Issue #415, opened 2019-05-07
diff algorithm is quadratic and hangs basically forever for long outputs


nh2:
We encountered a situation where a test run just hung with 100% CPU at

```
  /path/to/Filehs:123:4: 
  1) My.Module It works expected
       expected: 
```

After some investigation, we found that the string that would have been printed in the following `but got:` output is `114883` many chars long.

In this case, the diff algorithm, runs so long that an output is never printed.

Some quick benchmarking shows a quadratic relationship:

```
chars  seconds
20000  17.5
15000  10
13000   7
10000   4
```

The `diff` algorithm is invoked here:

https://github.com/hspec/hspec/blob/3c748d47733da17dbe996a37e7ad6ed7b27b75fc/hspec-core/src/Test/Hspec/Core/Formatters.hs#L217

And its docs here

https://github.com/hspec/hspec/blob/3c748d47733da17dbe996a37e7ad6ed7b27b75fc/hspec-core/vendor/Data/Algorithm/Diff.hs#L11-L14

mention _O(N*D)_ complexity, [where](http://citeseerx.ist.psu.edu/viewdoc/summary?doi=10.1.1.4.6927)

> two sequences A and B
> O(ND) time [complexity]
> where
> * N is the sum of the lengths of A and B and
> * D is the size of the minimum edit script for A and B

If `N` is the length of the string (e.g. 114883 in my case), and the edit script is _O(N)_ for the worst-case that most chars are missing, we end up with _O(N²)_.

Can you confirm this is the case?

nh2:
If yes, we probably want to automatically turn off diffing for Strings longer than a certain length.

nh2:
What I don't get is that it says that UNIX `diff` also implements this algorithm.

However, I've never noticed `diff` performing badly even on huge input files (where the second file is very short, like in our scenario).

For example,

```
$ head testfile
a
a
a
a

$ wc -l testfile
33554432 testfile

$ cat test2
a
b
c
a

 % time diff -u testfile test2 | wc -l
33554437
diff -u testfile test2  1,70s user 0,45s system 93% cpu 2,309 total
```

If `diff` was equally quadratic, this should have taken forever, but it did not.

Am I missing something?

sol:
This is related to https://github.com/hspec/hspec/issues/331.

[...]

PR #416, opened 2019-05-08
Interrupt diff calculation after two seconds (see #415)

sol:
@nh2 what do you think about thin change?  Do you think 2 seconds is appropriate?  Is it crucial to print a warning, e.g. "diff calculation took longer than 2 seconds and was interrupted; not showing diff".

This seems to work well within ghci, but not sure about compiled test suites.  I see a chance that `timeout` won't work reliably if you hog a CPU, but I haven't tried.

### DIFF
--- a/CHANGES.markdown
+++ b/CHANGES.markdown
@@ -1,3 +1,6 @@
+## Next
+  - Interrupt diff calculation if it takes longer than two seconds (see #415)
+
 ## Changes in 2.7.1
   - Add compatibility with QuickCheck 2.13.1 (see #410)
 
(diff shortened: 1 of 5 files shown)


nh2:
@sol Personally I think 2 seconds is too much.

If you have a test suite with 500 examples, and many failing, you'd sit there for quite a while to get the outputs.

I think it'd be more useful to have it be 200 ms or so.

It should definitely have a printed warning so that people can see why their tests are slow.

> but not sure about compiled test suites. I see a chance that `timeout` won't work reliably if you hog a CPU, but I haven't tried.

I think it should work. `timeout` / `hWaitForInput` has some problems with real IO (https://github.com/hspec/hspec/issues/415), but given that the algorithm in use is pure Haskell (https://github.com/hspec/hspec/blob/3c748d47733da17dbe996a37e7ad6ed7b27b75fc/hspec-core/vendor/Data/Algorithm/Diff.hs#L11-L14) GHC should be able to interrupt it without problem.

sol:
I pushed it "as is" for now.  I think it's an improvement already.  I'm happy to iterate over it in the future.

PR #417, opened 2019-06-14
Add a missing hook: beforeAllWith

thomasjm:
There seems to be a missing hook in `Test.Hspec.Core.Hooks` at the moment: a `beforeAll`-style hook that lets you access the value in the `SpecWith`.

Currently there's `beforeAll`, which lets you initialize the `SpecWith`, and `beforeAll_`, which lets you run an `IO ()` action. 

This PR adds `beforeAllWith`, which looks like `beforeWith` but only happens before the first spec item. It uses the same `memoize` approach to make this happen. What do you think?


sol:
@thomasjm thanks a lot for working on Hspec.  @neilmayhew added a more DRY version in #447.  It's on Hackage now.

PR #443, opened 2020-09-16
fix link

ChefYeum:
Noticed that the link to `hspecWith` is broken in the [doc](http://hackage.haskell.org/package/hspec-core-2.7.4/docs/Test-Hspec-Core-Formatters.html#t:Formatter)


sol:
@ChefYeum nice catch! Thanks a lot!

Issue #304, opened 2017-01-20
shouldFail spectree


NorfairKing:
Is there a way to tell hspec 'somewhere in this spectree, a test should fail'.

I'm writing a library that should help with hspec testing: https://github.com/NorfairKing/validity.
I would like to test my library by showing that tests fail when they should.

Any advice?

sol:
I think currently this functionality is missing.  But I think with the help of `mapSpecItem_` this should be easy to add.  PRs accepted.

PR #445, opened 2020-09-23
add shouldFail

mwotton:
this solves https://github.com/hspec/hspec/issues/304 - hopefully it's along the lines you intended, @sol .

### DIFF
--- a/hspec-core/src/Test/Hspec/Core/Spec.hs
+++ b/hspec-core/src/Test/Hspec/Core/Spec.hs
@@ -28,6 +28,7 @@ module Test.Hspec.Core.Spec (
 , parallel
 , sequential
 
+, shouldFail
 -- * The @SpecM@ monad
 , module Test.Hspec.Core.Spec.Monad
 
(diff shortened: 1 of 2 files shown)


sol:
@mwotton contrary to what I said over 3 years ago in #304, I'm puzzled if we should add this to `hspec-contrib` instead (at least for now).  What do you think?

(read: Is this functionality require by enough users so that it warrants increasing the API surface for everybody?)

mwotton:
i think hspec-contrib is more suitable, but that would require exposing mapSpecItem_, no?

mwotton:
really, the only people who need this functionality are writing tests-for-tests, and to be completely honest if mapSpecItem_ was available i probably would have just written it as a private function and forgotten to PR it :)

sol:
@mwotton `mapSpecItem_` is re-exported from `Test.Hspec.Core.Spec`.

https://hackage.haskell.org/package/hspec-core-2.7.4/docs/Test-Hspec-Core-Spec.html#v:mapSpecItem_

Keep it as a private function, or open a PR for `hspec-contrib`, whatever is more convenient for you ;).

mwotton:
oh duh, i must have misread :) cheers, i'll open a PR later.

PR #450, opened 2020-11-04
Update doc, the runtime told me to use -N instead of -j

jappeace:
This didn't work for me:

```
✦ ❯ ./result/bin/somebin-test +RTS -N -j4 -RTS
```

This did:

━━━━━━━━━━

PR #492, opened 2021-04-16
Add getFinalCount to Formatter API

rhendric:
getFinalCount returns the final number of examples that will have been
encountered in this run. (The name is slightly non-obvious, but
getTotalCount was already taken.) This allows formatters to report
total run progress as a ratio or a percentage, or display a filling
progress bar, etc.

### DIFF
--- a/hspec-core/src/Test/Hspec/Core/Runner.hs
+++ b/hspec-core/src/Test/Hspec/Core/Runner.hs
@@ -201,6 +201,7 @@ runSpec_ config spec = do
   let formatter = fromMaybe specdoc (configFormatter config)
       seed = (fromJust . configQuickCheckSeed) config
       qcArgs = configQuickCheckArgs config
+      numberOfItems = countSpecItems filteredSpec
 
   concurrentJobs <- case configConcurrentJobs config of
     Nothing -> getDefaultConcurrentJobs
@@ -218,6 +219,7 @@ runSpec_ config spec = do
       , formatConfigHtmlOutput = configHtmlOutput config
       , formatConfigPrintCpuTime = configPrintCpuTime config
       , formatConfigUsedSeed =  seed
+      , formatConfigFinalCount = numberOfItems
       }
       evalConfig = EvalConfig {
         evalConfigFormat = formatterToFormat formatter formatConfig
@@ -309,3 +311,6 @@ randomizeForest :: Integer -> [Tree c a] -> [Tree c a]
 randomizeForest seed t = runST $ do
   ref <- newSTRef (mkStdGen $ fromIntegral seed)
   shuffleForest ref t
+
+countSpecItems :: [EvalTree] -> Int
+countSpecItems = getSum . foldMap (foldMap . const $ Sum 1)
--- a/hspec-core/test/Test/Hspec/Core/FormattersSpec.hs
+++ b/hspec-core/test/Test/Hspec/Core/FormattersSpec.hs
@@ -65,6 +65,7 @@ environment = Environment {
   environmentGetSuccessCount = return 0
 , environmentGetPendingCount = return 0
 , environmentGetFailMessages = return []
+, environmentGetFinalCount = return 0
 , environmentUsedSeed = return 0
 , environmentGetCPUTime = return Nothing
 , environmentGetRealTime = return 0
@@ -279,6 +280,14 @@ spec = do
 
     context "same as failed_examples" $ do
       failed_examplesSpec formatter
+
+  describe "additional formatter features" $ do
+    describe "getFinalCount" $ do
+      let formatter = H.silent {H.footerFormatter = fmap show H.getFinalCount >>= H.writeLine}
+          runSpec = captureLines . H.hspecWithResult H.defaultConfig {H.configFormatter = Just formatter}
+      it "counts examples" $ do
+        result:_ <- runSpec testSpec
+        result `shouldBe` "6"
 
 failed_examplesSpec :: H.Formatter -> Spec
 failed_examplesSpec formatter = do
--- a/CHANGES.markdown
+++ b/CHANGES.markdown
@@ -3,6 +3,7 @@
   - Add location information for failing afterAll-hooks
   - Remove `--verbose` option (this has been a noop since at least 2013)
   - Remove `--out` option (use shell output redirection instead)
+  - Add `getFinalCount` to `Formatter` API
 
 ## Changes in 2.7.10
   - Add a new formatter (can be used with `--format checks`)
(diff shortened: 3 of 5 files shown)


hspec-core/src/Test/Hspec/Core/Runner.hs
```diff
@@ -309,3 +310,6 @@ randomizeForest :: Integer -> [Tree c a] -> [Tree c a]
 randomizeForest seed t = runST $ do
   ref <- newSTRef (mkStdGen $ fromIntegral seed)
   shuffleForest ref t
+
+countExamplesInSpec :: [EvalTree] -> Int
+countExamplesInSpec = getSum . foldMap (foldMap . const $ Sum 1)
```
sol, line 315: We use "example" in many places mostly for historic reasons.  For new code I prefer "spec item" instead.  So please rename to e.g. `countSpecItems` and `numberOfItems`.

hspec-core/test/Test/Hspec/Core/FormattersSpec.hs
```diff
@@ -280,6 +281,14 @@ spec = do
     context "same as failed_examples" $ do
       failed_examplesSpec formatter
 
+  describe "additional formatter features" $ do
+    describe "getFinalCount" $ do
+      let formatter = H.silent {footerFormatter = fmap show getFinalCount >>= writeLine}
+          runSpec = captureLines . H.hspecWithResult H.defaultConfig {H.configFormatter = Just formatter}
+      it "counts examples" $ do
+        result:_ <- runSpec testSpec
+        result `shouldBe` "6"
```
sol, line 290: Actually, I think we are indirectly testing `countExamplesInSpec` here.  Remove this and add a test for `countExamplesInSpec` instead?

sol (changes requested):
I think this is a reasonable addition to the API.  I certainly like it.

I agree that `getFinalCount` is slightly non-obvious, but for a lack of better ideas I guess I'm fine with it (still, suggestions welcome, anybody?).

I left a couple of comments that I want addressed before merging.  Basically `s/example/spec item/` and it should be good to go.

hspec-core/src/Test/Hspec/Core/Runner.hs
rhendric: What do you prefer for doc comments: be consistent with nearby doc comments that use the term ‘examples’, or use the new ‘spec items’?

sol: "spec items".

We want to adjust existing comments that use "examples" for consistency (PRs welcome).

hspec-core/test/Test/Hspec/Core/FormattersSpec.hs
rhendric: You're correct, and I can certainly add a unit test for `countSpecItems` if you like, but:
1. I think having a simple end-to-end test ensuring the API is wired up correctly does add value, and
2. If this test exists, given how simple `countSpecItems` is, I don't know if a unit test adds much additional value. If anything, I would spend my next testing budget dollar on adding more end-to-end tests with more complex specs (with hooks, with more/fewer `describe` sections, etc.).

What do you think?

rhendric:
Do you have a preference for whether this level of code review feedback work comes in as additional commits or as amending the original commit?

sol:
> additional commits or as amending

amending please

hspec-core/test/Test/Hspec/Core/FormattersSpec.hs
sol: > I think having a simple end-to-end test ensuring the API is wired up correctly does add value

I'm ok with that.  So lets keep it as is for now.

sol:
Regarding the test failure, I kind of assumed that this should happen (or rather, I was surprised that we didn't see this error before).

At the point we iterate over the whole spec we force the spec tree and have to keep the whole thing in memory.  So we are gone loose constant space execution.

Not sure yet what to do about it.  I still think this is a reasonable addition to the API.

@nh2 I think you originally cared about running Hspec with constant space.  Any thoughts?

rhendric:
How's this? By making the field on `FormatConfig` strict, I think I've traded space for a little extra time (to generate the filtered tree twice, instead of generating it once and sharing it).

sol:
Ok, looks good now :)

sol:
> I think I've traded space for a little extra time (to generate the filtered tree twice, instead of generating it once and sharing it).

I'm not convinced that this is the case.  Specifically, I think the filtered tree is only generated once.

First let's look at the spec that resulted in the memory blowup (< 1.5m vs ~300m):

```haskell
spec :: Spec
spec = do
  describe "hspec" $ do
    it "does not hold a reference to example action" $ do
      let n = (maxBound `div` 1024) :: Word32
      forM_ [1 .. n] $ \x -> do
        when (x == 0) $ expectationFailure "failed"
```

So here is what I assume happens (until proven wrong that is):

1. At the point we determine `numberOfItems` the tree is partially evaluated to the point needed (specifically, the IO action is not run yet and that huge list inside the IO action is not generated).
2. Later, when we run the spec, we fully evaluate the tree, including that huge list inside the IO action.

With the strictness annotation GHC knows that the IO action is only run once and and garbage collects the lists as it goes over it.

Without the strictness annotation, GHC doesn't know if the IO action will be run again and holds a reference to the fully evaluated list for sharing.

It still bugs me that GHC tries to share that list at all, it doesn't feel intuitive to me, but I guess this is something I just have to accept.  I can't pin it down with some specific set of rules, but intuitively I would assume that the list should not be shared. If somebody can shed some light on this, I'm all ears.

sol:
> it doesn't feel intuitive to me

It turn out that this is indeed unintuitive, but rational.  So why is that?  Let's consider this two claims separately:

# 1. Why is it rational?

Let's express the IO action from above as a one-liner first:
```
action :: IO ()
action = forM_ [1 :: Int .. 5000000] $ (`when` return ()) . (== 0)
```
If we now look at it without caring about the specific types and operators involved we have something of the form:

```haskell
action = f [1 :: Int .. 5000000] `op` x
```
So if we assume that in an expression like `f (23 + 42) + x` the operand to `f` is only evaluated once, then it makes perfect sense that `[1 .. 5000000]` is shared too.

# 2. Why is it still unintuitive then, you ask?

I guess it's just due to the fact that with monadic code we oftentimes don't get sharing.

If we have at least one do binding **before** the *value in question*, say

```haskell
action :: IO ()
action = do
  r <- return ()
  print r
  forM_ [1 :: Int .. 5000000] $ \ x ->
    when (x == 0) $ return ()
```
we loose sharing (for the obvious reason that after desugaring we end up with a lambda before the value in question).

━━━━━━━━━━

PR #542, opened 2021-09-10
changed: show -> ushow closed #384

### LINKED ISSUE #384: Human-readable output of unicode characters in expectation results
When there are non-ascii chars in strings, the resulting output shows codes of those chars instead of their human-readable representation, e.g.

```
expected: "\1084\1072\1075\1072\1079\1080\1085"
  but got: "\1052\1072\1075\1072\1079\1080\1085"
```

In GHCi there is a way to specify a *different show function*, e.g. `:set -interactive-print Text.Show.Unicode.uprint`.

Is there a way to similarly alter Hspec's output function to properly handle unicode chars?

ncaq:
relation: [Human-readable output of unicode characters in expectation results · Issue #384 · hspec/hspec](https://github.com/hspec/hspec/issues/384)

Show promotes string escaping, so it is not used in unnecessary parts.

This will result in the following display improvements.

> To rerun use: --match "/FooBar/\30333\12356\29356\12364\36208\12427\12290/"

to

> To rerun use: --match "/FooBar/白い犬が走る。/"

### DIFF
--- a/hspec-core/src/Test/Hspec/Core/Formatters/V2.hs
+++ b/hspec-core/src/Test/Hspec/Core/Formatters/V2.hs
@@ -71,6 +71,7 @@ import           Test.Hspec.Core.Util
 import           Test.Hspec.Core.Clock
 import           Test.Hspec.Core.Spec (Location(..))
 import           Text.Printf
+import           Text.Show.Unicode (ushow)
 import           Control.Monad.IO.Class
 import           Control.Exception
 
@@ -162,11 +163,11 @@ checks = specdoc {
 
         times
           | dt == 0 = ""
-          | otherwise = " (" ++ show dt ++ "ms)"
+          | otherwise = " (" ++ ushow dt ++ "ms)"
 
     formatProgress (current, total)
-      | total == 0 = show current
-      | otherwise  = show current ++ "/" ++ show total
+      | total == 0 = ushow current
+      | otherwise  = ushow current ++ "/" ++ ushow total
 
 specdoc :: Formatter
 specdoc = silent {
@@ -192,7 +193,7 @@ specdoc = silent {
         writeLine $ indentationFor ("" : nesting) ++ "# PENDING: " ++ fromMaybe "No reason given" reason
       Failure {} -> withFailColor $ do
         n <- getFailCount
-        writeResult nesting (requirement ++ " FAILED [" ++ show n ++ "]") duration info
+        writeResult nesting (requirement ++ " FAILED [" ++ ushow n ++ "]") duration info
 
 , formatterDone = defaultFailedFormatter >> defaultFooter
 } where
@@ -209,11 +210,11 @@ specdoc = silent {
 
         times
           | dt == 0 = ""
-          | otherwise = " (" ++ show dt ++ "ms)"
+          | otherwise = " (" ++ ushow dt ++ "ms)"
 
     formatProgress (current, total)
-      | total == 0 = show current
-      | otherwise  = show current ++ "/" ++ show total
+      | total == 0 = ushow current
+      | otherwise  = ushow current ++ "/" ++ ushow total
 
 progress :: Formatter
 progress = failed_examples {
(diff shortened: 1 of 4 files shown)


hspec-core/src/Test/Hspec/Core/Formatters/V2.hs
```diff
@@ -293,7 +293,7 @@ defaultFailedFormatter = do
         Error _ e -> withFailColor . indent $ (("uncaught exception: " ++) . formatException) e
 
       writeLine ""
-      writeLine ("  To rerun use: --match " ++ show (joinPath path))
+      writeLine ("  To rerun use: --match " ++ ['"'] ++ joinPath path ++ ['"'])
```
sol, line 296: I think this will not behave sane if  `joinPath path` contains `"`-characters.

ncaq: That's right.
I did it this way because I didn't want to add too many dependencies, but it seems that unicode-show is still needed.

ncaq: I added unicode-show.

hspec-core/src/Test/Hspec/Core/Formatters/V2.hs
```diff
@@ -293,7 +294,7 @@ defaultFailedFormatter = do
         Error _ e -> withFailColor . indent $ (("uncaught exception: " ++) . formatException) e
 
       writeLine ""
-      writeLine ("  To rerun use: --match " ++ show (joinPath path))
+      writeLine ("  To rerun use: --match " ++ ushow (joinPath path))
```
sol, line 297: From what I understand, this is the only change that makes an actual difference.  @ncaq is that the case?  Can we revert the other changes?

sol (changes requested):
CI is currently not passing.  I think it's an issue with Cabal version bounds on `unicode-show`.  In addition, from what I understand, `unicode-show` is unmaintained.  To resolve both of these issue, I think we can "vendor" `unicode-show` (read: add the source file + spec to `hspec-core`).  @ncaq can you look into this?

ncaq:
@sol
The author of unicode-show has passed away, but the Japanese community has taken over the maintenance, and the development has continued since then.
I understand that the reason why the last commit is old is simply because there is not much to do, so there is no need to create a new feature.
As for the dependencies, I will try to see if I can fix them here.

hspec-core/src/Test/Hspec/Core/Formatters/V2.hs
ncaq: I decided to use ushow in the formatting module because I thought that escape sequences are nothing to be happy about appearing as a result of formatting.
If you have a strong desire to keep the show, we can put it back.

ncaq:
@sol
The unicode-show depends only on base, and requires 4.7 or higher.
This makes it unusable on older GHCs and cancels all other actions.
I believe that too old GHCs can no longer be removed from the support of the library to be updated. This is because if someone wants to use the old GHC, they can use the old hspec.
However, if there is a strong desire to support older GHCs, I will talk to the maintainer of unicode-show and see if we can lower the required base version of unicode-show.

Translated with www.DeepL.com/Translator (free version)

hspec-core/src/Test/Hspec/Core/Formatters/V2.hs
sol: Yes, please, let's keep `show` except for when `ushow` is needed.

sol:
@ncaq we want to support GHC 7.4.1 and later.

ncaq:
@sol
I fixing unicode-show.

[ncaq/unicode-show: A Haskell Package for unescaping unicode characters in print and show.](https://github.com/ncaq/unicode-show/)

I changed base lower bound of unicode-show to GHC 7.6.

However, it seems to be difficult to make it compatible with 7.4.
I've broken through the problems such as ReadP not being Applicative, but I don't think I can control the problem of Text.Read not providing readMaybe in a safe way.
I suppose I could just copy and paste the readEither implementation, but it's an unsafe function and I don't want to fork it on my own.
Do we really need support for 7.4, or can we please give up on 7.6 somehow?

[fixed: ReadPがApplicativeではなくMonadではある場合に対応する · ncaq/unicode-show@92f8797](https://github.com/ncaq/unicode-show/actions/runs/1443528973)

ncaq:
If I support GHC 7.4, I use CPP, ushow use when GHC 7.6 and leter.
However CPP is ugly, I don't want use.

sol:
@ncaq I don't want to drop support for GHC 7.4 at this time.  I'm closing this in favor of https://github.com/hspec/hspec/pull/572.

━━━━━━━━━━

● **ABOUT THIS EXERCISE**
Keep both end lines and retype everything in the records above from the line containing "### LINKED ISSUE" through the line containing "-162,11 +163,11 @@", exactly, with nothing else.

● **COMPLETED TASK**
### LINKED ISSUE #384: Human-readable output of unicode characters in expectation results
When there are non-ascii chars in strings, the resulting output shows codes of those chars instead of their human-readable representation, e.g.

```
expected: "\1084\1072\1075\1072\1079\1080\1085"
  but got: "\1052\1072\1075\1072\1079\1080\1085"
```

In GHCi there is a way to specify a *different show function*, e.g. `:set -interactive-print Text.Show.Unicode.uprint`.

Is there a way to similarly alter Hspec's output function to properly handle unicode chars?

ncaq:
relation: [Human-readable output of unicode characters in expectation results · Issue #384 · hspec/hspec](https://github.com/hspec/hspec/issues/384)

Show promotes string escaping, so it is not used in unnecessary parts.

This will result in the following display improvements.

> To rerun use: --match "/FooBar/\30333\12356\29356\12364\36208\12427\12290/"

to

> To rerun use: --match "/FooBar/白い犬が走る。/"

### DIFF
--- a/hspec-core/src/Test/Hspec/Core/Formatters/V2.hs
+++ b/hspec-core/src/Test/Hspec/Core/Formatters/V2.hs
@@ -71,6 +71,7 @@ import           Test.Hspec.Core.Util
 import           Test.Hspec.Core.Clock
 import           Test.Hspec.Core.Spec (Location(..))
 import           Text.Printf
+import           Text.Show.Unicode (ushow)
 import           Control.Monad.IO.Class
 import           Control.Exception
 
@@ -162,11 +163,11 @@ checks = specdoc {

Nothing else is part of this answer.